# TASK INPUTS
PR #6864, opened 2026-02-18
fix(langgraph): correct ParentCommand bubbling when checkpoint_ns includes numeric task segments 

eyurtsev:
Fixes incorrect `Command.PARENT` bubbling when checkpoint namespaces include numeric task-disambiguation segments like `|1`. In some nested-invoke/fanout scenarios, the runtime inserts a purely-numeric namespace segment between `name:task_id` segments (e.g. `parent_first:<id>|1|node:<id>`). The previous ParentCommand rewrite logic only handled numeric segments at the end of the namespace, which could produce a malformed parent graph identifier (e.g. `parent_first:<id>|1`) and prevent the command from routing to the intended parent node.

This change normalizes checkpoint namespaces by dropping numeric segments before computing the parent namespace in both sync and async retry paths. Added a minimal regression test that exercises the nested-invoke case and asserts that `Command(graph=Command.PARENT, goto=...)` reliably routes to the parent graph, regardless of whether the jump comes from the first or second nested invocation.

### DIFF
--- a/libs/langgraph/tests/test_parent_command_async.py
+++ b/libs/langgraph/tests/test_parent_command_async.py
@@ -1,6 +1,7 @@
 from __future__ import annotations
 
 import pytest
+from langchain_core.runnables import RunnableConfig
 from typing_extensions import TypedDict
 
 from langgraph.graph import END, START, StateGraph
@@ -31,12 +32,12 @@ async def test_parent_command_from_nested_subgraph() -> None:
 
     parent_builder: StateGraph[ParentState] = StateGraph(ParentState)
 
-    async def parent_first(state: ParentState) -> ParentState:
-        await child_0.ainvoke({"jump": state["jump_from_idx"] == 1})
+    async def parent_first(state: ParentState, config: RunnableConfig) -> ParentState:
+        await child_0.ainvoke({"jump": state["jump_from_idx"] == 1}, config)
         if state["jump_from_idx"] == 1:
             raise AssertionError("Shouldn't be here")
 
-        await child_1.ainvoke({"jump": state["jump_from_idx"] == 2})
+        await child_1.ainvoke({"jump": state["jump_from_idx"] == 2}, config)
         if state["jump_from_idx"] == 2:
             raise AssertionError("Shouldn't be here")
 


libs/langgraph/tests/test_retry.py
```diff
@@ -78,6 +78,18 @@ def test_should_retry_on_empty_sequence():
...
+def test_checkpoint_ns_for_parent_command() -> None:
+    assert _checkpoint_ns_for_parent_command("") == ""
+    assert _checkpoint_ns_for_parent_command("node:1") == ""
+    assert _checkpoint_ns_for_parent_command("node:1|child:2") == "node:1"
+    assert _checkpoint_ns_for_parent_command("node:1|1|child:2") == "node:1"
+    assert _checkpoint_ns_for_parent_command("node:1|1|child:2|1") == "node:1"
+    assert (
+        _checkpoint_ns_for_parent_command("parent:1|1|child:1|1|node:1|1")
+        == "parent:1|1|child:1"
+    )
```
sydney-runkle, line 90: let's add a missing case
`_checkpoint_ns_for_parent_command("parent:1|1|child:1|1|node:1")`

libs/langgraph/tests/test_parent_command_async.py
```diff
@@ -0,0 +1,53 @@
...
+
+    parent_builder.add_node("parent_first", parent_first)
+    parent_builder.add_node("parent_second", parent_second)
+    parent_builder.add_edge(START, "parent_first")
+    parent_builder.add_edge("parent_second", END)
+
+    graph = parent_builder.compile().with_config(recursion_limit=10)
+
+    assert graph.invoke({"jump_from_idx": 1}) == {"jump_from_idx": 1}
+    assert graph.invoke({"jump_from_idx": 2}) == {"jump_from_idx": 2}
```
sydney-runkle: ainvoke?

libs/langgraph/tests/test_parent_command_async.py
```diff
@@ -0,0 +1,53 @@
...
+        if state["jump_from_idx"] == 1:
+            raise AssertionError("Shouldn't be here")
+
+        child_1.invoke({"jump": state["jump_from_idx"] == 2})
+        if state["jump_from_idx"] == 2:
+            raise AssertionError("Shouldn't be here")
+
+        return state
+
+    def parent_second(state: ParentState) -> ParentState:
```
hinthornw: ditto as Sydney's comment - this needs to actually test the async case

libs/langgraph/tests/test_retry.py
eyurtsev: Added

# WHAT THIS TASK INVOLVES
Character for character, output the whole material above.

# TASK RESULT
PR #6864, opened 2026-02-18
fix(langgraph): correct ParentCommand bubbling when checkpoint_ns includes numeric task segments 

eyurtsev:
Fixes incorrect `Command.PARENT` bubbling when checkpoint namespaces include numeric task-disambiguation segments like `|1`. In some nested-invoke/fanout scenarios, the runtime inserts a purely-numeric namespace segment between `name:task_id` segments (e.g. `parent_first:<id>|1|node:<id>`). The previous ParentCommand rewrite logic only handled numeric segments at the end of the namespace, which could produce a malformed parent graph identifier (e.g. `parent_first:<id>|1`) and prevent the command from routing to the intended parent node.

This change normalizes checkpoint namespaces by dropping numeric segments before computing the parent namespace in both sync and async retry paths. Added a minimal regression test that exercises the nested-invoke case and asserts that `Command(graph=Command.PARENT, goto=...)` reliably routes to the parent graph, regardless of whether the jump comes from the first or second nested invocation.

### DIFF
--- a/libs/langgraph/tests/test_parent_command_async.py
+++ b/libs/langgraph/tests/test_parent_command_async.py
@@ -1,6 +1,7 @@
 from __future__ import annotations
 
 import pytest
+from langchain_core.runnables import RunnableConfig
 from typing_extensions import TypedDict
 
 from langgraph.graph import END, START, StateGraph
@@ -31,12 +32,12 @@ async def test_parent_command_from_nested_subgraph() -> None:
 
     parent_builder: StateGraph[ParentState] = StateGraph(ParentState)
 
-    async def parent_first(state: ParentState) -> ParentState:
-        await child_0.ainvoke({"jump": state["jump_from_idx"] == 1})
+    async def parent_first(state: ParentState, config: RunnableConfig) -> ParentState:
+        await child_0.ainvoke({"jump": state["jump_from_idx"] == 1}, config)
         if state["jump_from_idx"] == 1:
             raise AssertionError("Shouldn't be here")
 
-        await child_1.ainvoke({"jump": state["jump_from_idx"] == 2})
+        await child_1.ainvoke({"jump": state["jump_from_idx"] == 2}, config)
         if state["jump_from_idx"] == 2:
             raise AssertionError("Shouldn't be here")
 


libs/langgraph/tests/test_retry.py
```diff
@@ -78,6 +78,18 @@ def test_should_retry_on_empty_sequence():
...
+def test_checkpoint_ns_for_parent_command() -> None:
+    assert _checkpoint_ns_for_parent_command("") == ""
+    assert _checkpoint_ns_for_parent_command("node:1") == ""
+    assert _checkpoint_ns_for_parent_command("node:1|child:2") == "node:1"
+    assert _checkpoint_ns_for_parent_command("node:1|1|child:2") == "node:1"
+    assert _checkpoint_ns_for_parent_command("node:1|1|child:2|1") == "node:1"
+    assert (
+        _checkpoint_ns_for_parent_command("parent:1|1|child:1|1|node:1|1")
+        == "parent:1|1|child:1"
+    )
```
sydney-runkle, line 90: let's add a missing case
`_checkpoint_ns_for_parent_command("parent:1|1|child:1|1|node:1")`

libs/langgraph/tests/test_parent_command_async.py
```diff
@@ -0,0 +1,53 @@
...
+
+    parent_builder.add_node("parent_first", parent_first)
+    parent_builder.add_node("parent_second", parent_second)
+    parent_builder.add_edge(START, "parent_first")
+    parent_builder.add_edge("parent_second", END)
+
+    graph = parent_builder.compile().with_config(recursion_limit=10)
+
+    assert graph.invoke({"jump_from_idx": 1}) == {"jump_from_idx": 1}
+    assert graph.invoke({"jump_from_idx": 2}) == {"jump_from_idx": 2}
```
sydney-runkle: ainvoke?

libs/langgraph/tests/test_parent_command_async.py
```diff
@@ -0,0 +1,53 @@
...
+        if state["jump_from_idx"] == 1:
+            raise AssertionError("Shouldn't be here")
+
+        child_1.invoke({"jump": state["jump_from_idx"] == 2})
+        if state["jump_from_idx"] == 2:
+            raise AssertionError("Shouldn't be here")
+
+        return state
+
+    def parent_second(state: ParentState) -> ParentState:
```
hinthornw: ditto as Sydney's comment - this needs to actually test the async case

libs/langgraph/tests/test_retry.py
eyurtsev: Added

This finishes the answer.